I had two lifelong dreams come true in 2016. In May I went to Scotland with my best friend. It was all I imagined and more.
Mary and me at Melrose Abbey, Scotland
In October I got a mini horse named Flynn. He's feisty, independent, and a bit wild, but what a treat to look out and see my own four-legged soulful creature. Here he is with me. That's a MacGregor tartan scarf--my family.
And, now, we're back to the present day:
I am currently working on a series I call The Journey Series. Book One--Journey of Honor takes place on the Oregon Trail in 1845. The main character, Rebecca Pierce, is an 18 year-old tomboy, independent girl. Her goal is to reach the Oregon Territory and fulfill a personal vow she made to her father just after he died. She won't let anything or anyone get in the way of that promise. Rebecca is traveling with her mother, Sarah. They decided to go ahead with the family plan to go west.
Zachary Miller is a rider on the trail (meaning he has only his horse and whatever is in his saddle bag). He gets in the way to say the least.
The Oregon Trail was treacherous and tiring. The pioneers were determined, steadfast, and dreaming of a new life.
Journey of Honor is reaching completion of the first draft. Then, of course, I'll begin edits and edits and more edits. That said, I am hoping for a November release followed by a novella titled "Weddings at Journey's End" (hint).
Join me at my website: https:www.winonabennettcrosswriter.com
Thursday, April 28, 2016
Earlier this spring, in March, my son and I took my granddaughters back in time several generations. Our first stop was the Chisholm Trail Monument in Addington, Oklahoma. They received a lesson about the cattle drives of the 19th century. My mind went immediately to my history class in 1968 with Mr. Jerald Haynes, Lovington, New Mexico. He taught in such a way my heart opened to the history around me.

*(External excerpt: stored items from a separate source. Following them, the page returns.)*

PR #1400, opened 2020-09-09
Add cmdline flags aws-vpc-id and cluster-name

kishorj:
Add support for additional cmdline flags aws-vpc-id and k8s-cluster-name. Discover vpc-id from metadata.

### DIFF
--- a/main.go
+++ b/main.go
@@ -17,20 +17,28 @@ limitations under the License.
 package main
 
 import (
-	"flag"
-	"os"
-	"sigs.k8s.io/aws-alb-ingress-controller/controllers/ingress"
-	"sigs.k8s.io/aws-alb-ingress-controller/controllers/service"
-
+	"github.com/spf13/pflag"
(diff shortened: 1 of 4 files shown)


main.go
```diff
@@ -17,22 +17,31 @@ limitations under the License.
...
 
 	elbv2v1alpha1 "sigs.k8s.io/aws-alb-ingress-controller/apis/elbv2/v1alpha1"
 	elbv2controller "sigs.k8s.io/aws-alb-ingress-controller/controllers/elbv2"
 	// +kubebuilder:scaffold:imports
 )
 
+const (
+	flagMetricsAddr          = "metrics-addr"
+	flagEnableLeaderElection = "enable-leader-election"
+	flagK8sClusterName       = "k8s-cluster-name"
```
M00nF1sh, line 42: let's keep it  as `cluster-name` to remain compatible with old controller's flags

kishorj: done

M00nF1sh (approved):
/lgtm

PR #2453, opened 2022-01-10
Query IMDS over IPv6 if no IPv4 interface address

johngmyers:
### Description

Queries IMDS over IPv6 if there is no non-loopback IPv4 interface address.

### Checklist
- [x] Manually tested

### DIFF
--- a/pkg/aws/cloud.go
+++ b/pkg/aws/cloud.go
@@ -1,12 +1,15 @@
 package aws
 
 import (
+	"net"
+	"os"
+	"strings"
+
 	"github.com/aws/aws-sdk-go/aws"
 	"github.com/aws/aws-sdk-go/aws/endpoints"
 	"github.com/aws/aws-sdk-go/aws/session"
 	"github.com/pkg/errors"
 	"github.com/prometheus/client_golang/prometheus"
-	"os"
 	epresolver "sigs.k8s.io/aws-load-balancer-controller/pkg/aws/endpoints"
 	"sigs.k8s.io/aws-load-balancer-controller/pkg/aws/metrics"
 	"sigs.k8s.io/aws-load-balancer-controller/pkg/aws/services"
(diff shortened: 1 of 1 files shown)


pkg/aws/cloud.go
```diff
@@ -44,9 +47,28 @@ type Cloud interface {
 
 // NewCloud constructs new Cloud implementation.
 func NewCloud(cfg CloudConfig, metricsRegisterer prometheus.Registerer) (Cloud, error) {
+	hasIPv4 := true
+	addrs, err := net.InterfaceAddrs()
+	if err == nil {
```
kishorj, line 52: in case of error, why not return right away?
Are there situations where the net.InterfaceAddrs() return error, but we still want to continue processing?

johngmyers: The idea was to avoid any negative effects in existing cases. So if the process doesn't have permission to enumerate the interfaces, it would assume IPv4.

kishorj (approved):

pkg/aws/cloud.go
```diff
@@ -44,9 +47,28 @@ type Cloud interface {
...
+		hasIPv4 = false
+		for _, addr := range addrs {
+			str := addr.String()
+			if !strings.HasPrefix(str, "127.") && !strings.Contains(str, ":") {
```
M00nF1sh, line 56: i think this check is a bit hacky.
maybe just upgrade the sdk and let users specify `AWS_EC2_METADATA_SERVICE_ENDPOINT_MODE` env variable via helm chart?

pkg/deploy/elbv2/load_balancer_synthesizer.go
```diff
@@ -99,7 +98,7 @@ func (s *loadBalancerSynthesizer) disableDeletionProtection(lb *elbv2sdk.LoadBal
 		},
 		LoadBalancerArn: lb.LoadBalancerArn,
 	}
-	_, err := svc.ModifyLoadBalancerAttributes(input)
+	_, err := s.elbv2Client.ModifyLoadBalancerAttributes(input)
```
M00nF1sh, line 101: this is a good catch :D

pkg/aws/cloud.go
johngmyers: Why should users have to specify AWS_EC2_METADATA_SERVICE_ENDPOINT_MODE at all?

olemarkus (approved):

M00nF1sh:
to be honest, i still don't think we should do this from the controller. It should be AWSSDK-GO to automatically detect IMDS if necessary.
And this detection feels hacky to me as well, e.g. you might have IMDS only available in ipv6 but the container have some other ipv4 addresses as well(e.g. cni's dummy ipv4 addresses for ipv6 only mode). 
Would be better to follow AWSSDK's practice to have the explicitly configure knob before AWSSDK have automatic detection mechanism.

johngmyers:
I would also prefer this be done in AWSSDK-GO, but aws-sdk has stated, without any explanation or discussion, that [they are not going to do that](https://github.com/aws/aws-sdk/issues/227). So this would need to be done client-by-client. The PR aws/aws-sdk-go#4234 has gotten no attention in months.

The container having non-loopback IPv4 addresses is an obscure corner case and is not negatively impacted by this change. Such unusual situations can still be handled by setting the environment variable.

PR #2470, opened 2022-01-21
added correct alb annotation

Shauncoss:
### Checklist
- [X] Manually tested

### DIFF
--- a/docs/examples/2048/2048_full.yaml
+++ b/docs/examples/2048/2048_full.yaml
@@ -48,8 +48,8 @@ metadata:
   annotations:
     alb.ingress.kubernetes.io/scheme: internet-facing
     alb.ingress.kubernetes.io/target-type: ip
+    kubernetes.io/ingress.class: alb
 spec:
-  ingressClassName: alb
   rules:
     - http:
         paths:


kishorj:
@Shauncoss, the kubernetes.io/ingress.class annotation is deprecated, and we recommend specifying ingress class via the ingress field `spec.ingressClassName`. 

If you use helm, you can specify `--set createIngressClassResource=true` during chart installation. We will make it default in the next chart release.

You can still use the old manifest from prior release, https://raw.githubusercontent.com/kubernetes-sigs/aws-load-balancer-controller/v2.3.1/docs/examples/2048/2048_full.yaml which uses the annotation.

docs/examples/2048/2048_full.yaml
```diff
@@ -48,8 +48,8 @@ metadata:
   annotations:
     alb.ingress.kubernetes.io/scheme: internet-facing
     alb.ingress.kubernetes.io/target-type: ip
+    kubernetes.io/ingress.class: alb
 spec:
-  ingressClassName: alb
```
kishorj, line 52: This change was intentional

Shauncoss: @kishorj Thanks for the review. I understand it may be intentional, however when running that manifest as is, the error I posted originally is what is produced. I am running latest EKS cluster version and ALB controller version.

Shauncoss: Adding additional comment: I recreated my eks cluster and load balancer controller using the additional helm switch you recommended. I still receive this error:
Error from server (InternalError): error when creating "2048_full.yaml": Internal error occurred: failed calling webhook "vingress.elbv2.k8s.aws": Post "https://aws-load-balancer-webhook-service.kube-system.svc:443/validate-networking-v1beta1-ingress?timeout=10s": no endpoints available for service "aws-load-balancer-webhook-service"

kishorj: Could you check if the aws-load-balancer-controller pods are up and running? If you still have the problem, you can open a new issue. I will close this PR.

Issue #2411, opened 2021-12-10
[Feature request] Merge tags from alb.ingress.kubernetes.io/tags between service and ingress


michelzanini:
**Is your feature request related to a problem?**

Our next stops were the Addington Cemetery and the Waurika Cemetery where they met their great grandparents and great-great grandparents, aunts and uncles, and cousins. Teaching moments! That day they learned family history is important.
Our last stop was the Bennett family farm. The home place. In the blink of an eye that falling down, paint peeling, dangerous place became the special small, white house where my grandparents lived. The kitchen window looked out toward the dirt road and my uncle's home. The gray porch was a gathering place. I remember my grandfather sitting there and laughing. He laughed songs. His laugh started in his toes and rumbled out. God, I miss that. Later, in 1969, my parents moved into the home place. The porch, that porch, the place of gathering was also a place of tragedy. My father was the youngest of six boys. He died on that porch at the age of 60. He had a heart attack. Years earlier two other brothers died on that porch. A. W. died on June 11, 1940 of a heart attack at the age of 21. . Dale died on July 14, 1941 at the age of 17 of a gun shot accident.
I learned to shell peas and snap beans on that porch.
As a girl the propane tank became my beautiful horse. We galloped and roamed. Adventure after adventure. A large tree with red berries became a resting place.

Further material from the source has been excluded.